Acid Mothers Temple In 0 to Infinity

[Important; 2010]

Styles: psychedelia, noise, experimental
Others: Terry Riley, Afrirampo, The Pink Ladies Blues, Guru Guru

Psychedelia is never as simple as it seems. What a lot of fans may not really get (well, not you, but, you know, those other guys) is that making mind-bending music doesn’t require that one has one’s own mind bent. Japan’s Acid Mothers Temple have, undoubtedly, put a tab in the ocean and sailed those seas of cheese (because otherwise, why bother?), but the (I’ll just say it, very Japanese) rigor of their touring and release schedule over the last 15 years makes it clear that they’re running something a little more structured than a full-time Electric Kool-Aid Acid Test.

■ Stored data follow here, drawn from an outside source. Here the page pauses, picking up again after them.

PR #542, opened 2026-03-12
fix: Resolve channel default_agent by name at message-time instead of caching UUID at startup

psumo:
## Problem

When a channel's `default_agent` is resolved at startup, the UUID gets cached in the `AgentRouter`. Kill + respawn assigns a new UUID, but the router still holds the old one. Every message after that fails with `Agent not found: <old-uuid>` until you restart the whole process.

I kept hitting this while iterating on agent manifests:
1. Edit manifest (tweak system prompt, change model, etc)
2. `agent kill foo` + `agent spawn foo`
3. Agent comes back with a new UUID
4. Telegram messages all break — router is still pointing at the dead UUID
5. Have to restart the entire container to fix it

## Fix

Lazy re-resolution fallback in the bridge dispatch path. When `send_message()` gets an "Agent not found" error:

1. Look up the channel's configured default agent **name** (not UUID)
2. Call `find_agent_by_name()` to get the current UUID
3. Update the router cache
4. Retry the message

The cached UUID is still checked first so there's no overhead in the normal case. Re-resolution only kicks in when the send actually fails.

### `crates/openfang-channels/src/router.rs` (+24 lines)
- `channel_default_names: DashMap<String, String>` field — stores the configured agent name next to the cached UUID
- `set_channel_default_with_name()` — stores both name and ID
- `channel_default_name()` — getter for the stored name
- `update_channel_default()` — swap out just the cached UUID after re-resolution

### `crates/openfang-channels/src/bridge.rs` (+117 lines)
- `try_reresolution()` — checks for "Agent not found", looks up name from router, calls `find_agent_by_name()`, updates cache, returns new ID
- `dispatch_message()` error path — on "Agent not found", tries re-resolution + one retry
- `dispatch_with_blocks()` — same logic for multimodal messages
- `blocks` → `blocks.clone()` so blocks can be reused on retry

### `crates/openfang-api/src/channel_bridge.rs` (1 line)
- `set_channel_default()` → `set_channel_default_with_name()` at startup so the name is preserved

## Backwards compat

- `set_channel_default()` is untouched — only the startup path uses the new `_with_name` variant
- No new trait methods — uses existing `find_agent_by_name()`
- No config or API changes
- New fields on `AgentRouter` are private
- Existing tests pass as-is

## Testing

1. Configure a channel with `default_agent = "foo"`
2. Send a message — works fine
3. `agent kill foo` → `agent spawn foo`
4. Send another message
5. Before: `Agent error: Agent not found: ...`
6. After: message goes through, logs show re-resolution happened
7. Subsequent messages hit the updated cache with no re-resolution

Edge cases:
- Agent killed but not respawned → falls through to the original error
- Non-"Agent not found" errors (model API failures etc) → no re-resolution triggered
- Multiple channels with different defaults → each re-resolves independently
- Multimodal messages → retry works with cloned blocks

### DIFF
--- a/crates/openfang-api/src/channel_bridge.rs
+++ b/crates/openfang-api/src/channel_bridge.rs
@@ -1603,7 +1603,7 @@ pub async fn start_channel_bridge_with_config(
                     "{} default agent: {name} ({agent_id}) [channel: {channel_key}]",
                     adapter.name()
                 );
-                router.set_channel_default(channel_key, agent_id);
+                router.set_channel_default_with_name(channel_key, agent_id, name.clone());
                 // First configured default also becomes system-wide fallback
                 if !system_default_set {
                     router.set_default(agent_id);
--- a/crates/openfang-channels/src/bridge.rs
+++ b/crates/openfang-channels/src/bridge.rs
@@ -434,6 +434,65 @@ async fn send_lifecycle_reaction(
     let _ = adapter.send_reaction(user, message_id, &reaction).await;
 }
 
+/// Attempt to re-resolve an agent by channel default name after an "Agent not found" error.
+///
+/// When an agent is killed and respawned, it gets a new UUID. The router's cached ID
+/// becomes stale. This function:
+/// 1. Checks if the error indicates the agent was not found.
+/// 2. Looks up the channel's configured default agent name.
+/// 3. Calls `find_agent_by_name()` to get the new UUID.
+/// 4. Updates the router's channel default cache.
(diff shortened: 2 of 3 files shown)


jaberjaber23:
Good concept — re-resolution by name when cached UUID is stale. Has merge conflicts though. Please rebase onto main.

psumo:
Rebased onto current main and opened a clean PR: #626. This one should merge cleanly.

PR #547, opened 2026-03-12
feat(cli): externalize agent templates and seed defaults into ~/.open…

lvy010:
## Summary
- Remove binary fallback for agent templates; load templates from filesystem directories.
- Seed `~/.openfang/agents` from discovered seed dirs without overwriting user files.
- Seed `~/.openfang/catalog/*.json` on init when missing to preserve zero-break startup.

## Test Plan
- [√] Clean init creates `agents/` and `catalog/`
- [√] Remove all `~/.openfang/agents/*` then run `openfang agent new`
- [√] Verify output shows `No agent templates found` (no embedded fallback list)

### DIFF
--- a/crates/openfang-cli/src/bundled_agents.rs
+++ b/crates/openfang-cli/src/bundled_agents.rs
@@ -1,56 +1,71 @@
-//! Compile-time embedded agent templates.
+//! Filesystem-backed agent template seeding.
 //!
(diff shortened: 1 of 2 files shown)


jaberjaber23:
The compile-time embedded templates via include_str!() are intentional — they ensure openfang agent new works immediately after install with zero filesystem setup. Moving to filesystem discovery would break this. Users can already customize agent templates after creation.

PR #548, opened 2026-03-12
test(catalog): cover home-backed catalog bootstrapping behavior

lvy010:
## Summary
- Add focused tests for home-backed catalog behavior.
- Verify missing catalog files return an empty runtime catalog.
- Verify seeding populates catalog files and load succeeds.

## Test Plan
- [√] `cargo test -p openfang-runtime model_catalog:: -- --nocapture`


jaberjaber23:
from_home_dir() is defined and tested but never called from the kernel boot path or anywhere else. The existing catalog is built in-memory from compiled-in data + custom_models.json. This would be dead code. If you'd like to wire it into the kernel boot path as an alternative to the builtin catalog, please resubmit with the integration included.

PR #561, opened 2026-03-12
fix: complete Telegram image pipeline for Claude Code agents

### LINKED ISSUE #528: bug(channels): Telegram image media_type is application/octet-stream — breaks vision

The same thing is true musically. I still rate AMT at South by Southwest in 2000 as the single best show I’ve ever seen, and while it was undeniably a mind-melting freakout, it was built on a solid foundation of hard work and structure. I don’t think I totally grasped that until I’d spent the next few years listening to New Geocentric World of Acid Mothers Temple, still probably their definitive, most focused statement. You have to have limits before you can break them, lines before you can color outside of them.

What I’m leading up to here is that, according to these standards, In 0 to Infinity — a follow-up to their 2002 cover of Terry Riley’s In C — is a bit of a disappointing departure. While the four 15-minute tracks are definitely not songs in the traditional sense, they’re not really jams either. They’re closer to mantras, repeating themes layered with odd outbursts, dark and foreboding. Things ‘build’ in the sense that more and more stuff gets added, but there’s not much sense in all the muck that we’re really going anywhere. The sounds are a mix: analog, scratchy, digital, some moaning singing. There’s very little guitar and very little drumming. Basically, this is a sonic soup, the soundtrack to taking mushrooms alone, if you want to spend an hour convincing yourself there aren’t cockroaches burrowing under your skin.

All of which is a roundabout way to say this is a particularly niche AMT release. If I saw it live, I would not (as I did back in 2000) freak out and push to the front of the stage and pump my fist in the air. Honestly, I’d probably get bored and walk out. AMT are a hugely prolific band, and that sort of flood-the-market philosophy necessarily means they can’t all be polished, complete works — and this isn’t the first time they’ve fallen victim to the temptation to lean on their ‘psychedelic’ status to produce something directionless. And, who knows, maybe you’re in the target demo for this thing. Perhaps you run a haunted house of some sort? Anyway, if you want an album that’s an experience without the addition of drugs and/or animatronics, look elsewhere.